Architectural Collections
While in the previous two cases, our enrichment process was more focused on working with objects and geolocations, in this case we were able to test the opportunities and limits of enhancing data related to people through reconciliation with authority files. At the time of writing, the dataset of architects contains 2008 people. We were able to link 1741 (87%) of these individuals to existing Wikidata items, providing valuable connections to the broader network of information. Additionally, 1777 individuals (88%) were matched with GND IDs. We were able to add birth dates for 1758 individuals (87%), either from the original data or through the enrichment process. Occupation information for 1621 individuals (81%) was added from Wikidata. Perhaps most notably, we were able to link 732 individuals (36%) to images from Wikimedia Commons, extending the potential for visual representation of our dataset. These enhancements improved the depth and breadth of our dataset, providing a more comprehensive understanding of the architects represented within it, as well as of the gaps of representations in other authority records: the architects not matched to external databases require further research and possibly future inclusion in the authority databases.
(4.2) Federated queries
Federated queries19 originating from the SPARQL query service deployed with our Wikibase4Research instances can integrate data from Wikidata, effectively treating it as if the data were stored locally in the Wikibase instance. For example, in the case of the Architectural Collections Wikibase, researchers can create queries that generate a map of architects’ birthplaces; filter the list of architects by female gender; or display images of their notable works, even though the Wikibase itself does not contain this data (Figure 1).
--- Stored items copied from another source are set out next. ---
Issue #15461, opened 2022-03-28
PPSSPP libretro core for RetroArch does not expose WLAN switch


Junohea:
### What should happen

The PPSSPP libretro core for RetroArch should have an exposed option to enable the PSP's "WLAN switch" in the same manner the standalone version provides.

The standalone version of PPSSPP has an option to toggle the "WLAN switch" state
Settings > Networking > "Enable networking/WLAN"
![image](https://user-images.githubusercontent.com/13029766/160466066-bd2ab8c3-d77e-4aa7-8cb2-22551ab904ea.png)

Games such as Phantasy Star Portable 2 require this value and will show it in-game (PPSSPP standalone with networking enabled)
![image](https://user-images.githubusercontent.com/13029766/160466182-db1655e5-158f-4645-832b-4ba0e5449a4c.png)

...and will not allow you to proceed if they do not detect the WLAN switch as enabled 
(shown: PPSSPP libretro core in RetroArch, all available netplay or networking options produce the following)
![image](https://user-images.githubusercontent.com/13029766/160470936-a635c291-164f-4794-b33d-90c9ab8a6ee1.png)
![image](https://user-images.githubusercontent.com/13029766/160467542-4395cda4-cd4e-43be-82c2-2a5a9c548b97.png)

- [x] This issue has shown up previously but was closed at the time
https://github.com/hrydgard/ppsspp/issues/2201
- [x] Tested latest nightly PPSSPP core in RetroArch. Also tested a few different older builds of the PPSSPP core.

### Who would this benefit

Anyone that would like to use RetroArch to play PSP games, specifically for games that perform checks against the state of the WLAN switch

### Platform (if relevant)

libretro / Retroarch

### Games this would be useful in

ULUS-10529 - Phantasy Star Portable 2, NPJH-50332 - Phantasy Star Portable 2 Infinity

### Checklist

- [X] Check the [latest git build](https://buildbot.orphis.net/ppsspp/) in case it's already implemented.
- [X] [Search for other requests](https://github.com/hrydgard/ppsspp/search?q=my+issue&type=issues) of the same feature.

johannes21j:
when i open the game it is normal when i play it kick me out then i delete Textures configuration setting then it stop kick me out please help

BunnyCinnamon:
I don't know the difference between libreto core and standalone, but I would assume networking is something only the standalone launcher can do?

ANR2ME:
[...]

PR #15538, opened 2022-05-13
Expose networking options in libretro core

amverweij:
This was inspired by #15461 and the fact that I wanted to play Soulcalibur Broken Destiny on my LAN.

I have been able to play a network game with the Libretro core on my Pi against PPSSPPQt standalone on my desktop. So there is added value. Network games between PPSSPP Libretro cores work as well.

<strike>I have not been able to play network games with the Libretro core on my Pi against another Libretro core on my desktop. The systems see each other, however when you challenge the other player, the challenge never arrives and nothing happens.</strike>

Some of these options might not make any sense for the Libretro core, however I can't judge that. I'm open to suggestions for improving this PR.

The idea of how to enter the IP address was borrowed from the Gambatte Libretro Core. Also I looked at Flycast for inspiration about hiding and showing menu items.

### DIFF
--- a/libretro/libretro.cpp
+++ b/libretro/libretro.cpp
@@ -689,7 +689,7 @@ static void check_variables(CoreParameter &coreParam)
    ppsspp_enable_builtin_pro_ad_hoc_server.Update(&g_Config.bEnableAdhocServer);
 
    ppsspp_chat_button_position.Update(&g_Config.iChatButtonPosition);
-   ppsspp_chat_screen_position.Update(&g_Config.iChatButtonPosition);
+   ppsspp_chat_screen_position.Update(&g_Config.iChatScreenPosition);
    ppsspp_upnp_use_original_port.Update(&g_Config.bUPnPUseOriginalPort);
    ppsspp_port_offset.Update(&g_Config.iPortOffset);
    ppsspp_minimum_timeout.Update(&g_Config.iMinTimeout);
--- a/libretro/libretro.cpp
+++ b/libretro/libretro.cpp
@@ -428,7 +428,6 @@ static RetroOption<std::string> ppsspp_change_mac_address[] = {
     {"ppsspp_change_mac_address12", "MAC address Pt 12: --:--:--:--:--:-X", MAC_INITIALIZER_LIST}
 };
 static RetroOption<int> ppsspp_wlan_channel("ppsspp_wlan_channel", "WLAN channel", {{"Auto", 0}, {"1", 1}, {"6", 6}, {"11", 11}} );
-static RetroOption<bool> ppsspp_discord_presence("ppsspp_discord_presence", "Send Discord \"Rich Presence\" information", true);
 static RetroOption<bool> ppsspp_enable_builtin_pro_ad_hoc_server("ppsspp_enable_builtin_pro_ad_hoc_server", "Enable built-in PRO ad hoc server", false);
 static RetroOption<std::string> ppsspp_change_pro_ad_hoc_server_address("ppsspp_change_pro_ad_hoc_server_address", "Change PRO ad hoc server IP address (localhost = multiple instances)", {
     {"socom.cc", "socom.cc"},
@@ -540,7 +539,6 @@ void retro_set_environment(retro_environment_t cb)
    for (int i = 0; i < 12; ++i)
       vars.push_back(ppsspp_change_mac_address[i].GetOptions());
    vars.push_back(ppsspp_wlan_channel.GetOptions());
-   vars.push_back(ppsspp_discord_presence.GetOptions());
    vars.push_back(ppsspp_enable_builtin_pro_ad_hoc_server.GetOptions());
    vars.push_back(ppsspp_change_pro_ad_hoc_server_address.GetOptions());
    for (int i = 0; i < 12; ++i)
@@ -696,7 +694,6 @@ static void check_variables(CoreParameter &coreParam)
 
    ppsspp_enable_wlan.Update(&g_Config.bEnableWlan);
    ppsspp_wlan_channel.Update(&g_Config.iWlanAdhocChannel);
-   ppsspp_discord_presence.Update(&g_Config.bDiscordPresence);
    ppsspp_enable_builtin_pro_ad_hoc_server.Update(&g_Config.bEnableAdhocServer);
 
    ppsspp_upnp_use_original_port.Update(&g_Config.bUPnPUseOriginalPort);
@@ -805,6 +802,7 @@ void retro_init(void)
    g_Config.flash0Directory = retro_base_dir / "flash0";
    g_Config.internalDataDirectory = retro_base_dir;
    g_Config.bEnableNetworkChat = false;
+   g_Config.bDiscordPresence = false;
 
    VFSRegister("", new DirectoryAssetReader(retro_base_dir));
 
--- a/libretro/libretro.cpp
+++ b/libretro/libretro.cpp
@@ -452,28 +452,6 @@ static RetroOption<int> ppsspp_pro_ad_hoc_ipv4[] = {
 };
 static RetroOption<bool> ppsspp_enable_upnp("ppsspp_enable_upnp", "Enable UPnP (need a few seconds to detect)", false);
 static RetroOption<bool> ppsspp_upnp_use_original_port("ppsspp_upnp_use_original_port", "UPnP use original port (enabled = PSP compatibility)", true);
-static RetroOption<bool> ppsspp_enable_network_chat("ppsspp_enable_network_chat", "Enable network chat", true);
-static RetroOption<int> ppsspp_chat_button_position("ppsspp_chat_button_position", "Chat button position", {
-    {"Bottom left", BOTTOM_LEFT},
-    {"Bottom center", BOTTOM_CENTER},
-    {"Bottom right", BOTOM_RIGHT},
-    {"Top left", TOP_LEFT},
-    {"Top center", TOP_CENTER},
-    {"Top right", TOP_RIGHT},
-    {"Center left", CENTER_LEFT},
-    {"Center right", CENTER_RIGHT},
-    {"None", 8}
-});
-static RetroOption<int> ppsspp_chat_screen_position("ppsspp_chat_screen_position", "Chat screen position", {
-    {"Bottom left", BOTTOM_LEFT},
-    {"Bottom center", BOTTOM_CENTER},
-    {"Bottom right", BOTOM_RIGHT},
-    {"Top left", TOP_LEFT},
-    {"Top center", TOP_CENTER},
-    {"Top right", TOP_RIGHT},
-    {"Center left", CENTER_LEFT},
-    {"Center right", CENTER_RIGHT}
-});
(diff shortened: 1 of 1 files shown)


libretro/libretro.cpp
```diff
@@ -379,9 +386,112 @@ static RetroOption<bool> ppsspp_retain_changed_textures("ppsspp_retain_changed_t
...
+    {"Bottom left", BOTTOM_LEFT},
+    {"Bottom center", BOTTOM_CENTER},
+    {"Bottom right", BOTOM_RIGHT},
+    {"Top left", TOP_LEFT},
+    {"Top center", TOP_CENTER},
+    {"Top right", TOP_RIGHT},
+    {"Center left", CENTER_LEFT},
+    {"Center right", CENTER_RIGHT}
+});
+static RetroOption<int> ppsspp_port_offset("ppsspp_port_offset", "Port offset (0 = PSP compatibility)", {{"0", 0}, {"5000", 5000}, {"10000", 10000}, {"15000", 15000}});
```
ANR2ME, line 437: Is this limiting port offset to 0, 5000, 10000, 15000 ? 
If so, this will make libretro unable to play with standalone version that use free value (just like Minimum timeout setting)

MojoJojoDojo:
I suggest enabling built in proadhoc server all the time like i suggested doing that for the standalone PPSSPP.
IMO there is no reason it should be toggable.

stuken:
I played around with this a bit a while back and did notice some instability when the built in adhoc pro server is enabled.

There is also some desync issues between libretro and the main builds.

libretro/libretro.cpp
amverweij: Yes indeed.

My first version had a drop down with 65535 possible choices. That took quite long to open, even on a fast desktop. And it was quite unpractical to scroll all the way down to 10000 (which is the value suggested in the AdHoc wiki). I ended up opening the options file with a text editor after ssh-ing into my Pi.

The Libretro core targets devices without a keyboard. As far as I can see, either we supply a discrete list of sane choices, or we use a single drop down control for each digit of the port offset  (similar to the IP address).

I was hoping we could get away with the discrete list of sane choices in this case.

amverweij: Would it be acceptable if I extend the list to 0, 5000-5020, 10000-10020, 15000-15020?

amverweij:
I would prefer the defaults to be the same as for the standalone version, unless there is a good reason to deviate for the Libretro core. Thank you @MojoJojoDojo for spotting the difference for UPnP. Fixed.

libretro/libretro.cpp
```diff
@@ -559,6 +682,20 @@ static void check_variables(CoreParameter &coreParam)
...
    bool isFastForwarding = environ_cb(RETRO_ENVIRONMENT_GET_FASTFORWARDING, &isFastForwarding);
    coreParam.fastForward = isFastForwarding;
+
+   ppsspp_enable_wlan.Update(&g_Config.bEnableWlan);
+   ppsspp_wlan_channel.Update(&g_Config.iWlanAdhocChannel);
+   ppsspp_discord_presence.Update(&g_Config.bDiscordPresence);
+   ppsspp_enable_builtin_pro_ad_hoc_server.Update(&g_Config.bEnableAdhocServer);
+
+   ppsspp_chat_button_position.Update(&g_Config.iChatButtonPosition);
+   ppsspp_chat_screen_position.Update(&g_Config.iChatButtonPosition);
```
iota97, line 692: Should be `iChatScreenPosition`.

stuken:
The psp mac address is hardcoded in the libretro config at https://github.com/hrydgard/ppsspp/blob/287dd66f20f2a03acd316a6f5d5b98ff2eb6ad26/libretro/libretro.cpp#L614. This probably needs to be unique per player. You should look at persisting the mac out to the config file. There is a randomize mac method in the codebase that can be used to populate it.

Also I dont think the chat stuff will work on libretro. IIRC it is handled in the ui rendering code which is totally bypassed in that build.

libretro/libretro.cpp
amverweij: Good catch. I'm not sure whether the chat options make a lot of sense for devices without keyboard. However reading what other people type could still be good.

Furthermore the chat button would be part of PPSSPP's on-screen keyboard? Can that be used from the Libretro core?

libretro/libretro.cpp
ANR2ME: Why not making it like the Minimum Timeout? it seems to use Min, Max, and Step, right?

If libretro doesn't support using Min,Max,Step, may be @MojoJojoDojo can tell us which port offset are commonly used by players? i heard some ppl also use 65000?

ANR2ME:
Just being curious, does the OpenPSID will be unique too? 
we currently generate a unique OpenPSID using the MAC address, because some games (ie. Patapon 3) need a unique OpenPSID for each players, otherwise there will be indexing issue (ie. all players will be moving the 1st Player's character instead of their own character)

ANR2ME:
> I played around with this a bit a while back and did notice some instability when the built in adhoc pro server is enabled.
> 
> There is also some desync issues between libretro and the main builds.

Even on standalone, multiplayer still have inconsistency issue between platforms (mostly Linux/Android vs Windows/MacOS) and between architecture (x86 vs ARM) on some games (mostly japanese games)

libretro/libretro.cpp
MojoJojoDojo: Well the default is 10000 so most people use that and it works fine.

ANR2ME: did you said that some games worked better with 65k long ago?

MojoJojoDojo: No other people said that 60k is a good choice for Gran Turismo but besides that I dont think i managed to get it to work well...
Previously I mostly used offset 1500 for playing though.

amverweij:
I removed the chat options, since these indeed do not make sense. The chat overlay does not show when using the Libretro core.

How about the discord presence? RetroArch supports this natively [(see here)](https://www.retroarch.com/?page=discord). I suppose it makes more sense to let the front end deal with this, meaning we should also disable it in the PPSSPP Libretro core.

libretro/libretro.cpp
amverweij: > Why not making it like the Minimum Timeout? which seems to use Min, Max, and Step, right?
> 
> If libretro doesn't support using Min,Max,Step, may be @MojoJojoDojo can tell us which port offset are commonly used by players? i heard some ppl also use 65000?

Using Min, Max, and Step to generate a drop down with entries between 0 and 65535 is definitely possible, technically. But it does not yield a usable input widget. If in doubt, just change the constructor of the ppsspp_port_offset RetroOption to
`
static RetroOption<int> ppsspp_port_offset("ppsspp_port_offset", "Port offset (0 = PSP compatibility)", 0, 65535, 1);
`
and see for yourself. It would be much better if we can settle for a sane and limited set of choices. 

As long as people who want to play a network game together can agree on a common port to use, we should be good?

libretro/libretro.cpp
amverweij: The chat functionality has been removed for the Libretro core. It doesn't make sense in the Libretro core since the chat overlay is not displayed by the front end.

amverweij:
I guess picking a random MAC address solved my issues with playing with Libretro core versus Libretro core. Very nice!

libretro/libretro.cpp
ANR2ME: the step doesn't need to be 1, it can be 500 or 1k or even larger steps

libretro/libretro.cpp
```diff
@@ -379,9 +412,98 @@ static RetroOption<bool> ppsspp_retain_changed_textures("ppsspp_retain_changed_t
...
+   {"ppsspp_pro_ad_hoc_server_address08", "PRO ad hoc server IP address Pt  8: ---.---.-x-.--- ", 0, 10, 1},
+   {"ppsspp_pro_ad_hoc_server_address09", "PRO ad hoc server IP address Pt  9: ---.---.--x.--- ", 0, 10, 1},
+   {"ppsspp_pro_ad_hoc_server_address10", "PRO ad hoc server IP address Pt 10: ---.---.---.x-- ", 0, 10, 1},
+   {"ppsspp_pro_ad_hoc_server_address11", "PRO ad hoc server IP address Pt 11: ---.---.---.-x- ", 0, 10, 1},
+   {"ppsspp_pro_ad_hoc_server_address12", "PRO ad hoc server IP address Pt 12: ---.---.---.--x ", 0, 10, 1}
+};
+static RetroOption<bool> ppsspp_enable_upnp("ppsspp_enable_upnp", "Enable UPnP (need a few seconds to detect)", false);
+static RetroOption<bool> ppsspp_upnp_use_original_port("ppsspp_upnp_use_original_port", "UPnP use original port (enabled = PSP compatibility)", true);
+static RetroOption<int> ppsspp_port_offset("ppsspp_port_offset", "Port offset (0 = PSP compatibility)", {{"0", 0}, {"5000", 5000}, {"10000", 10000}, {"15000", 15000}});
+static RetroOption<int> ppsspp_minimum_timeout("ppsspp_minimum timeout", "Minimum timeout (override in ms, 0 = default))", 0, 15000, 100);
```
ANR2ME, line 456: If this going to became a drop down of 150 items, it's probably too much, you can use larger steps like 500

libretro/libretro.cpp
amverweij: Thank you for the explanation, 1k steps would certainly yield a sane and discrete set of options.

libretro/libretro.cpp
amverweij: Agreed, will make 5000 the max

ANR2ME:
> I guess picking a random MAC address solved my issues with playing with Libretro core versus Libretro core. Very nice!

because adhoc games identify players by mac address, but some games use OpenPSID too, which is why both the mac and openpsid need to be unique for each player.

As a side note, some games are locking the save data to mac address, trying to load this save data on a different mac address will make the game to shows corrupted message/dialog

amverweij:
If people know their desired mac address, they can make their save states work by setting it manually in the Libretro core options.

amverweij:
(Disclaimer: I'm in no way an authority on how PPSSPP works. The following is what I could understand by setting some breakpoints and reading the relevant bits of code.)

It seems initializing the OpenPSID works out alright. In retro_load_game.cpp, we first call check_variables (at libretro.cpp:813) and then proceed with calling PSP_InitStart (at libretro.cpp:816).

The global variable g_Config.sMACAddress will be set from the call to check_variables. The OpenPSID is initialized by __OpenPSIDInit, which is called from __KernelInit in the ExecLoader thread. This thread is started from CPU_Init, which is called from PSP_InitStart (at System.cpp:432).

It follows that when we initialize the OpenPSID from g_Config.sMACAddress, this is done using the MAC address that is stored in the Libretro core settings file. One would need to restart the Libretro core in order to have the OpenPSID in line with the current MAC address after manually changing it in the settings, though.

hrydgard:
Looks fine, everyone on board to get it in?

ANR2ME:
> Looks fine, everyone on board to get it in?

I'm good with this

amverweij:
Thank you all for your constructive feedback!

Thanks to the core functionalities of LOD, this process works the other way round, too: the manor houses project Wikibase, which contains many manor houses not present in Wikidata, can be used to supplement Wikidata. By executing queries that retrieve manor houses from both sources, we can display them side by side on a map (Figure 2). Even a small dataset, like the one describing the Weikersheim castle complex, can be put into more context using federated queries: for instance, by finding other castles with the same architectural style nearby (Figure 3).
Figure 1
Architects’ birthplaces on a map.
Figure 2
Manor houses in Germany’s Baltic Sea region.
Figure 3
Renaissance style castles near Weikersheim castle.
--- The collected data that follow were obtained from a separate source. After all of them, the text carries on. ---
PR #15541, opened 2022-05-17
(libretro) Add option to detect and notifiy frontend of internal frame rate changes (60 <-> 30 <-> 20 fps, etc.) + restore 'Duplicate Frames in 30 Hz Games' core option

jdgleaver:
This PR adds a new `Detect Frame Rate Changes (Notify Frontend)` option to the libretro core. When enabled, the core will detect frame rate changes that are a factor of the nominal display refresh rate (e.g. 60 <-> 30 <-> 20 fps) and notify the frontend, such that the frontend can call `retro_run()` with proper timing instead of relying on over-saturation of the audio buffer to control game speed.

When used in conjunction with RetroArch's new automatic `VSync Swap Interval` feature (https://github.com/libretro/RetroArch/pull/13927), this enables perfect frame pacing for 30 fps and 20 fps games on a 60 Hz display (and for 30 fps content on a 120 Hz display).

Since we now have a way to achieve correct pacing without force-enabling `g_Config.bRenderDuplicateFrames`, the `Duplicate Frames in 30 Hz Games` core option has been restored (and is disabled by default, as was originally the case).

Caveats:

- The `Detect Frame Rate Changes (Notify Frontend)` option is only available when frame skipping and duplicate frames are disabled
- This feature works best when the core is running at full speed - i.e. if the host platform cannot run at 100% speed, then frame rate transitions may be delayed or missed (but if the core is running slow then good frame pacing is impossible anyway, and the option is essentially irrelevant in that case...)

### DIFF
--- a/libretro/libretro.cpp
+++ b/libretro/libretro.cpp
@@ -34,6 +34,8 @@
 #include "Core/Host.h"
 #include "Core/MemMap.h"
 #include "Core/System.h"
+#include "Core/CoreTiming.h"
+#include "Core/HW/Display.h"
 
 #include "GPU/GPUState.h"
 #include "GPU/GPUInterface.h"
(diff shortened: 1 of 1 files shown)


hrydgard:
Interesting method. You might be able to get more accurate results by hooking into the (rather convoluted) logic in sceDisplay.cpp, but if this works for you, I don't mind it, as it's isolated to libretro.cpp :)

hrydgard:
Was this tested on Android? See #15561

Authority data (e.g. the GND IDs for the architects) pulled from Wikidata can also be used for federated queries with other databases. For instance, the NFDI4Culture Knowledge Graph20 uses GND IDs for people, allowing us to initiate a query to identify all people in our dataset and determine which of these also appear in the NFDI4Culture KG, along with their associated works, even though we do not know the local NFDI4Culture KG IDs for these people. Many other databases have mapped their own IDs to Wikidata precisely for this reason, enabling us to use Wikidata IDs to establish connections between items in our database and theirs. For example, we can create a connection between the Manor Houses Wikibase and the historical database Factgrid to find out which manor houses are documented in both.
(4.3) Ongoing challenges
Working through the steps of data preparation, enrichment and querying in the context of these specific case studies delivered valuable results in terms of quantitative data mappings and extensions. The quantitative results contribute to an improved qualitative experience of researchers working with the respective datasets—having access to more comprehensive data via the frontend interface (in the case of data enrichment) and/or via APIs (e.g. with federated queries in the SPARQL query service). But there are ongoing challenges for humanities projects aiming to work effectively across Wikibase instances and Wikidata.
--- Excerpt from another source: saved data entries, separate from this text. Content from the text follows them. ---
PR #15456, opened 2022-03-24
[Adhoc] Fix inconsistency issue between Windows and non-Windows

anr2me:
This should:
- Fix disconnection issue on some games that use `sceNetAdhocPtpFlush` (mostly occurred on Linux) when the remote peer already closed the connection (ie. R-Type Command https://github.com/hrydgard/ppsspp/issues/14641#issuecomment-1059791525)
- _Might fix_ Unknown Source Port issue that occurred randomly on some games that use PDP communication (ie. MGS:PW). Test build confirmed by UltimaGamerX at discord to work better than official PPSSPP (MGS:PW co-op didn't work for him using official ppsspp). _But may need to be tested by more players who had Unknown Source Port issue to make sure, since i couldn't reproduce that issue anymore._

Verification of reconciliation results is one of the challenges we continue to encounter across different case study datasets. Differences in the data models between Wikidata and our datasets can make this process more difficult. For example, in the case of the manor houses datasets, Wikidata tends to provide historical locations—like parishes—as the only given location for a manor house. Our dataset, on the other hand, only contained current administrative locations for each manor house. Therefore, verifying matches often involved consulting Wikipedia articles in foreign languages in order to find out hints to current administrative locations or any other meaningful data points for individual parishes.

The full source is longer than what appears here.